[RAW DATA Boundary: Start]

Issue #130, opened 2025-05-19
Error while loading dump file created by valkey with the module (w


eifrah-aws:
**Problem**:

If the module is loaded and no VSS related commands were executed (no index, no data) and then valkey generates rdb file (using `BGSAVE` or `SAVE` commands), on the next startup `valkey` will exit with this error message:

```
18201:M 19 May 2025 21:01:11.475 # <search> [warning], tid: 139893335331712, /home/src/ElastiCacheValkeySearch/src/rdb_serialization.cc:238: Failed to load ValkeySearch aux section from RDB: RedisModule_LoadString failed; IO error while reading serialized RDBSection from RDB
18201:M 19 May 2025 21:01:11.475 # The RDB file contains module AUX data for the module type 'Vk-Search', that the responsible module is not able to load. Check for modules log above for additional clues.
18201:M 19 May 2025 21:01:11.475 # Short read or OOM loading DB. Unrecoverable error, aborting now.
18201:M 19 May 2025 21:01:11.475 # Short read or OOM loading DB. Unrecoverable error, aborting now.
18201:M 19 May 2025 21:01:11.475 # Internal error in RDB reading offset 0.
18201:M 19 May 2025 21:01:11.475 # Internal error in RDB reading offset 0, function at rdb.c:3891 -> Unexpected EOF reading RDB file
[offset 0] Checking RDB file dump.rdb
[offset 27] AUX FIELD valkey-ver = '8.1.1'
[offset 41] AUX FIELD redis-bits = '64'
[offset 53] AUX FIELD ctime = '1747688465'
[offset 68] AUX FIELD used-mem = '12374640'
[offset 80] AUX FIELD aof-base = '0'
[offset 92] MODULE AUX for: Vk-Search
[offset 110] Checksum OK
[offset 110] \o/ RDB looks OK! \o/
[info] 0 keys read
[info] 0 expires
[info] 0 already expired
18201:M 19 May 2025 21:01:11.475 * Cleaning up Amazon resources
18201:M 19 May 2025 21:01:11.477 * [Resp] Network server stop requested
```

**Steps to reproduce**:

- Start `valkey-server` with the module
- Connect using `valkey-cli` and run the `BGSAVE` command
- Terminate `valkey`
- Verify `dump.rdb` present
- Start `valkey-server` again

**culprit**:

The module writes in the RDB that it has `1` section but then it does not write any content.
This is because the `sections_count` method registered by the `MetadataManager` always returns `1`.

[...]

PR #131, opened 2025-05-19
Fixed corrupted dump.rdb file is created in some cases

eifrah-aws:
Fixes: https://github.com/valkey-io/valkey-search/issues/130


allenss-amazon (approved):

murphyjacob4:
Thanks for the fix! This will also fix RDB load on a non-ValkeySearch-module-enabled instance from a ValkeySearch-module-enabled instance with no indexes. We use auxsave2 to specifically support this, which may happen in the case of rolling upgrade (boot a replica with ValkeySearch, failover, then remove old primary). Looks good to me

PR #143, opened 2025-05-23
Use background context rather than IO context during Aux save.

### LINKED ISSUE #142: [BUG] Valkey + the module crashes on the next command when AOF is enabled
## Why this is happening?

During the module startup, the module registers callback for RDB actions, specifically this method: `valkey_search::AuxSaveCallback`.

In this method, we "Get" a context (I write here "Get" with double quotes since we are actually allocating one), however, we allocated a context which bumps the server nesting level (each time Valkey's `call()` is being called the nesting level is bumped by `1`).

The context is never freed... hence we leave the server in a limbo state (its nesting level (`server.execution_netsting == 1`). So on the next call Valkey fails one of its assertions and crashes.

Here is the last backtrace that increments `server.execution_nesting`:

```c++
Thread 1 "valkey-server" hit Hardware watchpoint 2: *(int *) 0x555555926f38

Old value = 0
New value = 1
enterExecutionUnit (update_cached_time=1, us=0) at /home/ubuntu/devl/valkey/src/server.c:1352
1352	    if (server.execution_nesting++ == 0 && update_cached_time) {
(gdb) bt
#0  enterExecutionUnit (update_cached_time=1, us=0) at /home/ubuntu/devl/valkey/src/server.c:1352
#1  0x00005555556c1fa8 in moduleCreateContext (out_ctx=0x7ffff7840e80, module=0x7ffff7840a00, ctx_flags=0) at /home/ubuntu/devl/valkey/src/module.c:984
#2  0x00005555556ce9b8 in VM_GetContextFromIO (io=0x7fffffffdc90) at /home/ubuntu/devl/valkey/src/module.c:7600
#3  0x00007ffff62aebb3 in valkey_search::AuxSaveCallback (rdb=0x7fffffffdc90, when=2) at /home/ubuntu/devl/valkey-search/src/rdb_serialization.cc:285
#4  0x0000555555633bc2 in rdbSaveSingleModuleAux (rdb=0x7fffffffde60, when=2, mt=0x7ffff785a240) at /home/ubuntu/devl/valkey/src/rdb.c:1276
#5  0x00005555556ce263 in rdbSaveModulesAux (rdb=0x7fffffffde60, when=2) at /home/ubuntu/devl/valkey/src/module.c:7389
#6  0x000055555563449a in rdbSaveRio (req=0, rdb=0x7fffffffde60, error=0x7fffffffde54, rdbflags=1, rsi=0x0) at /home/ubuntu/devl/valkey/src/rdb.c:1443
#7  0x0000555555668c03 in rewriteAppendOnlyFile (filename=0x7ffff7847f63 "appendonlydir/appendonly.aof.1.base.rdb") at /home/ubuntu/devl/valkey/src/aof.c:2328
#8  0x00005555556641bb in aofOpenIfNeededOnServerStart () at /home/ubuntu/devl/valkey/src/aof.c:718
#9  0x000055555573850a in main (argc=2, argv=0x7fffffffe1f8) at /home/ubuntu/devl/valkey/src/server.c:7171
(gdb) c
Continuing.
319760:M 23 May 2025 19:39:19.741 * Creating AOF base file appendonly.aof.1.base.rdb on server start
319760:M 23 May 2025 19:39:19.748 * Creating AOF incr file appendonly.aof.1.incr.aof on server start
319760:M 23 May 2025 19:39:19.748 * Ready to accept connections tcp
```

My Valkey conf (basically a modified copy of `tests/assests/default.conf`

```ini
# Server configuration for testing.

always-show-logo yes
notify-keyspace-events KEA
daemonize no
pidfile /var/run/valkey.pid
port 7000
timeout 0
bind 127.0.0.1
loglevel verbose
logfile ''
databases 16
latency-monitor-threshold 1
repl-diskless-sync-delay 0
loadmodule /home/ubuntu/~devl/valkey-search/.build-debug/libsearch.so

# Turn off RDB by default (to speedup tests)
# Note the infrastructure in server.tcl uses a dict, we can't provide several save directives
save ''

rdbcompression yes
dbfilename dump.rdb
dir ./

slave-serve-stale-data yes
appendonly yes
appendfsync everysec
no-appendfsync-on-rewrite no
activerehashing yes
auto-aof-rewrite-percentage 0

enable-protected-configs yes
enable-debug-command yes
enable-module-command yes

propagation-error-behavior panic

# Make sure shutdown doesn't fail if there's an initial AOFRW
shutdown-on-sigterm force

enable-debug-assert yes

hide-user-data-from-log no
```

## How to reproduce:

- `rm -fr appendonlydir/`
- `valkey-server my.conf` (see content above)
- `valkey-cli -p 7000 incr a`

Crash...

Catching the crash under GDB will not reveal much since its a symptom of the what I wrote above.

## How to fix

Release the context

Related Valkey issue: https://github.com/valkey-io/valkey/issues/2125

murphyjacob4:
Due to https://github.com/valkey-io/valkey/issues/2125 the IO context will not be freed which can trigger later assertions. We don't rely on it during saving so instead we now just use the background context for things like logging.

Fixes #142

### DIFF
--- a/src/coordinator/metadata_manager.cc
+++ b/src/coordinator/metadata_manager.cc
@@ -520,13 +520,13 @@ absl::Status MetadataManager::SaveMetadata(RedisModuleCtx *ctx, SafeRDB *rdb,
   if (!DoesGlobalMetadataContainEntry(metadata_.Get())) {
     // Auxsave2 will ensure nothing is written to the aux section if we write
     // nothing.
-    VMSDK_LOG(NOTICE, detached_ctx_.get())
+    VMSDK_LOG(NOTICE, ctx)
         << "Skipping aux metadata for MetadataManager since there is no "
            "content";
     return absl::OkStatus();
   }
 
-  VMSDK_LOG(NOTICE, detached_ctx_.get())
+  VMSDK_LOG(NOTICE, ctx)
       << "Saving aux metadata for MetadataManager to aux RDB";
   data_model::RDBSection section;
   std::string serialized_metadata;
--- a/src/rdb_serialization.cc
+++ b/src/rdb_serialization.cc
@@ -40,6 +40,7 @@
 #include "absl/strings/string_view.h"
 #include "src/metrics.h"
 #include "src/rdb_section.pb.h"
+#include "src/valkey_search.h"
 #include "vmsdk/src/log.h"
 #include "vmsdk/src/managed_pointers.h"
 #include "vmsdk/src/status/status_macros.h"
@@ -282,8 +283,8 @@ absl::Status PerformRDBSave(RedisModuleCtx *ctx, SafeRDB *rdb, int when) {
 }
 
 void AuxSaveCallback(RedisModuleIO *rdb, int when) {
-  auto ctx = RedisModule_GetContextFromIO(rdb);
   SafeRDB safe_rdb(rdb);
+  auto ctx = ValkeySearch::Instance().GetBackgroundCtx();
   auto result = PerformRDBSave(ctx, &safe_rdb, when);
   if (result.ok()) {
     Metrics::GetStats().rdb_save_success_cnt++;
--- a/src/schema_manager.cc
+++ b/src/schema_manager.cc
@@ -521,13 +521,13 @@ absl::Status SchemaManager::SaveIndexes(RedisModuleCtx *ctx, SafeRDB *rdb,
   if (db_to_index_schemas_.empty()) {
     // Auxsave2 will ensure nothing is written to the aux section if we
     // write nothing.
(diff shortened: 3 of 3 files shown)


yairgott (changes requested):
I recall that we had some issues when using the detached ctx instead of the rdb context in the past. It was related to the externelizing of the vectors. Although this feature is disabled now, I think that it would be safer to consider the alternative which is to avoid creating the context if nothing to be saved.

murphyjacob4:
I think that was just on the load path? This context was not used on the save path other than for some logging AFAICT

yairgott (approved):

[RAW DATA Boundary: End]

• [REQUIRED WORK] Only lines containing the string "NOTICE" belong in the answer; find them in the data above and copy them.

• [FINISHED TASK]
-    VMSDK_LOG(NOTICE, detached_ctx_.get())
+    VMSDK_LOG(NOTICE, ctx)
-  VMSDK_LOG(NOTICE, detached_ctx_.get())
+  VMSDK_LOG(NOTICE, ctx)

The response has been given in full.